Can anybody summarize the stepwise procedure of reconstructing a species tree involving protein sequences from 6 species? Although I found this Post useful in this regard, I'm still not able to understand how to arrange the protein sequences from each specie for the initial Multiple sequence alignment. It would be really helpful if I get a step wise procedure for species tree reconstruction. Thanks.
There is a nice list of tutorials on the BEAST webpage with step-by-step instructions. In particular, you may want to check out the *BEAST tutorial at the bottom of the page for species tree reconstruction (here is another *BEAST tutorial).
Another resource is the STRAW web server, which uses the STAR method. There is a nice description of the methods, and a walk through of the procedures on the help page of that site. I'm also aware of similar methods in HyPhy, which is available as an R package now.

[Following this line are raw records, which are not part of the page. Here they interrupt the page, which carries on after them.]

PR #1916, opened 2017-05-10
Downloadclient status

Taloth:
#### Database Migration
Yes 114 (already pushed to dev)
Yes 115

#### Description
Basically the same as for Indexer Backoff. But with a few twists.
First, we need to ONLY do the backoff for CDH, and not for download attempts. Download attempts should bypass the backoff logic.
Second, we should have a maximum escalation of about 1-3h max instead of 24h. We just want to avoid pointless errors to the user logs and sentry.
Third, we don't want Backoff to kick in immediately, I'd suggest to set that it must have been failing for at least 5 minutes. It's stored in the DB, so we need not be afraid of restarts.

Optional is to add the logic that allows specific HealthChecks to be rerun based on certain events.

#### Checklist
- [x] Convert IndexerStatusService into Thingy Provider arch
- [x] Add DownloadClientStatusService
- [x] Integrate backoff logic into CDH checks
- [ ] Tests for Download Client specific stuff
- [x] Add improved health check auto-rerun logic
- [x] Add health check explanation to Wiki
- [ ] Documentation


src/NzbDrone.Core.Test/Download/DownloadClientTests/DownloadClientStatusServiceFixture.cs
```diff
@@ -0,0 +1,93 @@
...
+using System.Linq;
+using FluentAssertions;
+using Moq;
+using NUnit.Framework;
+using NzbDrone.Core.Download;
+using NzbDrone.Core.Indexers;
+using NzbDrone.Core.Test.Framework;
+using NzbDrone.Core.ThingiProvider.Status;
+
+namespace NzbDrone.Core.Test.IndexerTests
```
Taloth: Wrong namespace.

These resources will help if know what you need to do but just need a short guide on some approaches. If you are unclear about the methods, I recommend reading Inferring Phylogenies by Joe Felsenstein, or The Phylogenetic Handbook by Lemey et al. for a much deeper description. In particular, those books cover the background on multiple alignments and the theory on tree construction.
If you are still looking for the tutorials, here is workshop materials that we designed as a basic phylogenetic tree reconstruction from whole genomes. Especially if you have no background in evolutionary genomics, then this will guide you step by step. Hope this will help!
Would you please clarify what you mean by "arrange the protein sequences...in the alignment."
SES: By arranging the protein sequences I meant how to prepare the preliminary input file for MSA with protein sequences from 6 species.